Another: “I do keep backups, but not in the cloud. And I don’t save passwords on my phone.”

Another: “My password vault never enters the cloud.”

One more: “The whole concept of cloud storage is utter madness to me, from a security perspective. I would not store anything on the cloud that needs to be kept confidential–that is, unless you are an expert.”

I understand the reason that some people don’t want their passwords to be on the cloud.

But why they don’t want their passwords on their phone ?? How the heck I will login on dozens of websites if I don’t have the passwords ??

I think one factor that answers that question is, they can live without having the passwords on the phone.

A generalized answer is, not everybody is the same. As the link in the Schneier’s article ( Before You Use a Password Manager | by Stuart Schechter | Medium ) says:

I cringe when I hear self-proclaimed experts implore everyone to “use a password manager for all your passwords” and “turn on two-factor authentication for every site that offers it.” As most of us who perform user research in security quickly learn, advice that may protect one individual may harm another. Each person uses technology differently, has a unique set of skills, and faces different risks.

Some people may not like their most valuable possessions on the phone because it can be lifted while it is unlocked, or you can be forced to also hand over the locking mechanisms.

Do you have reason to believe that any of it might not be true? If you need a source cited for anything I’ve written, let me know.

I can’t account for why people hold on to irrational beliefs. Bruce Schneier’s blog post simply states, with no justification or rationale, “My particular choices about security and risk is to only store passwords on my computer—not on my phone—and not to put anything in the cloud. In my way of thinking, that reduces the risks of a password manager considerably”. This non-sequitur assertion is not convincing.

The linked blog article by Stuart Schechter does not seem to make any recommendations about avoiding cloud storage.

I scanned the comments and noticed at least two users who were happy storing their passwords in Excel spreadsheets.

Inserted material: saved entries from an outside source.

Issue #117, opened 2023-12-15
GetWaterCalibration does not set defaults


alexpiet:
- set a default empty dictionary, and null calibration date
- clean up logic of loading, like I did with LaserCalibration

alexpiet:
Resolved by #128

PR #128, opened 2023-12-18
Fix water calibration

alexpiet:
  
### Describe changes:
Previously GetWaterCalibration did not set default values if no recent calibration was found, now it does, using parallel logic to GetLaserCalibration

- resolves https://github.com/AllenNeuralDynamics/dynamic-foraging-task/issues/117

No Changes. 

- [ ] Tested in 447. I have not tested because 447 is under-going renovations

### DIFF
--- a/src/foraging_gui/Foraging.py
+++ b/src/foraging_gui/Foraging.py
@@ -59,11 +59,7 @@ class Window(QMainWindow, Ui_ForagingGUI):
 
         # Load Laser and Water Calibration Files
         self._GetLaserCalibration()
-        try:
-            self._GetWaterCalibration()
-            logging.info('Loaded Water Calibration')
-        except Exception as e:
-            logging.error('Could not load water calibration file: {}'.format(str(e)))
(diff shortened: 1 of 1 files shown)


src/foraging_gui/Foraging.py
```diff
@@ -59,11 +59,7 @@ def __init__(self, parent=None,tower_number=1):
 
         # Load Laser and Water Calibration Files
         self._GetLaserCalibration()
-        try:
-            self._GetWaterCalibration()
-            logging.info('Loaded Water Calibration')
-        except Exception as e:
-            logging.error('Could not load water calibration file: {}'.format(str(e)))
+        self._GetWaterCalibration()
```
XX-Yin, line 62: Why do we need to run self._GetWaterCalibration() two times?

alexpiet: It just runs once. The first call on line 61 is for GetLaserCalibration

XX-Yin (approved):

Issue #99, opened 2023-12-09
Discussion: streamline Qt Designer workflow


hanhou:
Now we need to run `pyuic` to generate `.py` from `.ui` each time we update the UI in Qt designer. Another possibility is to use `uic.loadUi()`, which directly loads the UI from `.ui` file to python code. See [here](https://stackoverflow.com/a/61263195/13429084) for a detailed comparison.

I feel like the second approach may be a better choice. I'll play with it and see how it compares with the `pyuic` approach.

PR #130, opened 2023-12-21
[skip email] Han refactor uic loadui

hanhou:
  
### Describe changes:
Streamlined Qt Designer workflow. Using `uic.loadUi` to dynamically load GUI from `.ui` files. Don't need to run `pyuic5` any more. 

- #99 

None. Only developers will notice.

Tested on my local PC. After any changes in Qt Designer, the GUIs are automatically updated when `Foraging.py` is run again.


alexpiet (changes requested):
Add a `.gitignore` file.

hanhou:
> This is great, it cleans up a lot of redundant files.
> 
> * How long does it take to generate the files from the ui?
> * We should add the generated files to a `.gitignore`, and commit that to the repo. This will keep the local copy clean

I didn't notice any significant slow down during initialization. Also, the `uic.loadUi` approach does not generate any new files -- it reads the .ui file at runtime and creates the corresponding PyQt5 objects in memory. So there is nothing to add in `.gitignore`.

alexpiet (approved):

XX-Yin:
Looks great! I initially transferred the .ui files to .py because .ui files are not human readable. Now, it turns out that we don't need to read the .ui file.

Issue #96, opened 2023-12-08
Interact with curriculum manager from the GUI


hanhou:
To close the loop of automatic training, the GUI should be able to access the `df_manager` table from AWS:

<img width="1115" alt="Screenshot 2023-12-04 at 11 11 32" src="https://github.com/AllenNeuralDynamics/aind-foraging-behavior-bonsai-automatic-training/assets/24734299/ccea0ea1-9eb0-47dd-b974-4137879b721f">

<br>Steps:
- [x] Setup AWS credentials on all training rigs (`%userprofile%/.aws/credentials`). I'll use my own credentials for now. But [AWS Identity and Access Management (IAM)](https://docs.aws.amazon.com/IAM/latest/UserGuide/introduction.html) should be a better long-term solution.
- [x] Make the [automatic training repo](https://github.com/AllenNeuralDynamics/aind-foraging-behavior-bonsai-automatic-training) pip installable. Add this dependency to the GUI.
- [x] In the GUI, create an `automatic training` module, where
  - [x] show all available curriculums.
  - [x] for the first session of a new mouse, the user selects the desired `task` and `curriculum version` from a dropdown menu with all available curriculums fetched from S3. The GUI then automatically starts from STAGE_1 (also take care of the first tens of alternating trials https://github.com/AllenNeuralDynamics/aind-behavior-blog/issues/95). 
  - [x] The GUI saves `task` - `curriculum version` info to metadata, which will be sent to S3 database together with other data. (eventually, `curriculum version`, together with the full `curriculum schema`, will be inserted to `session.json` file)
  - [x] for following sessions, the GUI fetches the suggested `STAGE`, and automatically sets the training parameters
  - [x] (optional) allow users to override the `STAGE` or change `curriculum version` during training?

Note: Being able to access S3 database is also helpful to solve [this](https://github.com/AllenNeuralDynamics/aind-behavior-blog/issues/138) and other issues.

Issue #129, opened 2023-12-20
Adopt AIND-Schemas for standardization of data


alexpiet:
- [x] rig
- [x] subject
- [ ] session

alexpiet:
- rig jsons should be in repo
- SLIMS has database of instruments
-

alexpiet:
#303 partially overlapping

hanhou:
- https://github.com/AllenNeuralDynamics/aind-behavior-blog/issues/68

PR #131, opened 2023-12-21
(to han_devlop) Add curriculum manager to the GUI

hanhou:
- https://github.com/AllenNeuralDynamics/dynamic-foraging-task/issues/96

A new button `Auto Train` is added
image

It pulls out all available curriculums from the S3 database and show the diagrams.
image

Not ready for testing in 447.
- [ ] Add AWS credentials to 447 PCs
- [ ] Test in 447


src/foraging_gui/Dialogs.py
```diff
@@ -9,13 +9,16 @@
...
 from PyQt5 import QtWidgets, uic
-from PyQt5.QtCore import QThreadPool,Qt
+from PyQt5.QtCore import QThreadPool,Qt, QAbstractTableModel
+from PyQt5.QtSvg import QSvgWidget
 
 from MyFunctions import Worker
 from Visualization import PlotWaterCalibration
+from aind_auto_train.curriculum_manager import CurriculumManager
 
+logger = logging.getLogger(__name__)
```
alexpiet, line 21: What is this line doing?

src/foraging_gui/Dialogs.py
```diff
@@ -1706,3 +1709,92 @@ def _KeepOpen(self):
             # change button color
             self.KeepOpen.setStyleSheet("background-color : none")
             self.KeepOpen.setChecked(False)
+
+
+class PandasModel(QAbstractTableModel):
```
alexpiet, line 1714: Can you provide a docstring for this class?

pyproject.toml
```diff
@@ -24,7 +24,8 @@ dependencies = [
     'pandas',
     'pyserial',
     "pyOSC3@git+https://github.com/glopesdev/pyosc3.git@master",
-    "newscale@git+https://github.com/AllenNeuralDynamics/python-newscale@axes-on-target"
+    "newscale@git+https://github.com/AllenNeuralDynamics/python-newscale@axes-on-target",
+    "aind-auto-train@git+https://github.com/AllenNeuralDynamics/aind-foraging-behavior-bonsai-automatic-training.git@main"
```
alexpiet, line 28: Can you also add this dependency to the requirements.txt

alexpiet (changes requested):
In addition to the specific comments
- Can you, in general, provide more documentation? Since this is just a partial PR to your branch, maybe this isn't the place for it. 
- I'd like us to move towards using standardized Schemas for different data objects. (I made a stub issue #129). It might be worth thinking now about how a curriculum or training stage might be formalized. Its probably not a blocking issue for this PR, but just raising the issue. Probably something we can review in Jan.

pyproject.toml
hanhou: added.

src/foraging_gui/Dialogs.py
hanhou: done.

src/foraging_gui/Dialogs.py
hanhou: I meant to add a logging info but I forgot. Now I added it at line 1752.

hanhou:
> In addition to the specific comments
> 
> * Can you, in general, provide more documentation? Since this is just a partial PR to your branch, maybe this isn't the place for it.
> * I'd like us to move towards using standardized Schemas for different data objects. (I made a stub issue [Adopt AIND-Schemas for standardization of data #129](https://github.com/AllenNeuralDynamics/dynamic-foraging-task/issues/129)). It might be worth thinking now about how a curriculum or training stage might be formalized. Its probably not a blocking issue for this PR, but just raising the issue. Probably something we can review in Jan.

Sure, once I settle on the functionality and layout of the AutoTrain part of the GUI, I'll provide step-by-step documentation for the RAs. I'll also provide more documentation for developers in my `aind-auto-train' repo on how to add more tasks and curriculums.

As for standardized schemas, I've been developing the `aind-auto-train' repo with the same idea in mind. For example, I have general purpose classes [`TaskParas`](https://github.com/AllenNeuralDynamics/aind-foraging-behavior-bonsai-automatic-training/blob/5bf9cf033a3e8a527ba47d84737afe17512f2c83/code/aind_auto_train/schema/task.py#L60) and [`Curriculum`](https://github.com/AllenNeuralDynamics/aind-foraging-behavior-bonsai-automatic-training/blob/5bf9cf033a3e8a527ba47d84737afe17512f2c83/code/aind_auto_train/schema/curriculum.py#L46) that can be inherited to define new training stages and curriculums with some degree of standardization. But let's discuss this in more detail in Jan.

src/foraging_gui/Dialogs.py
alexpiet: The thing that jumped out at me is that you are calling the logger in a different way from how I am. I just use `logging.info(<string>)`. I dont know what logging.getLogger(__name__) does. 

I'll approve the PR, because this is a minor detail. but we should be consistent

alexpiet (approved):

src/foraging_gui/Dialogs.py
hanhou: oh, I think it's better to define a logger for each module by
```python
logger = logging.getLogger(<module_name>)
logger.info('...')
```
see here https://www.codingexplorations.com/blog/best-practices-for-logging-in-python-a-comprehensive-guide

alexpiet: That site says that making a logger for each module helps customize the format, and track how messages are generated. Do you know if each module's logger inherits the format of the root logger?

I just made the root logger automatically log the module and line number

hanhou: Yes, once `logging.basicConfig` is called, all `logging.getLogger` will return logger object that inherits the root logger, i.e., streaming everything to the log file specified in basicConfig. For example, here is a log file I got:

image

The highlighted logs were from my modules with `logger = logging.getLogger`.

hanhou: btw, we can add `logging.StreamHandler()` to `handlers` in `basicConfig` to also send a copy of log info to the console (instead of `print` @XX-Yin)
```python
logging.basicConfig(
    format=log_format,
    level=logging.INFO,
    datefmt=log_datefmt,
    handlers=[logging.FileHandler(logging_filename),
              logging.StreamHandler()]
    )
```

alexpiet: awesome!

PR #132, opened 2023-12-23
(to_han_develop) Add auto training manager

hanhou:
### Describe changes:

- [x] added a GUI for the auto training table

So that may say something about the level of sophistication of the commenters.

I read/skimmed Schechter’s blog article, and the key take-away seems to be: password managers may not be a good idea for you, if you are likely to get malware on your devices or to lock yourself out of your vault.

I would summarize the key takeaways as: password managers solve some security problems, but they may make the user more vulnerable to others. He lists these problems in the subsection “Password managers can also put passwords at risk”: losing master password, attacks on unlock including malware, others with administrative access to your machine, unprotected devices, thieves that can attain unlocked access, and PWM software vulnerabilities.

Although I think the piece is likelier to discourage people unfamiliar with the benefits of using a password manager, he has many good points. Some of these points are often subjects of discussions in forums like this.

To be clear (in the context of the discussion in this thread): None of the points made amount to any kind of warning against using cloud storage for passwords.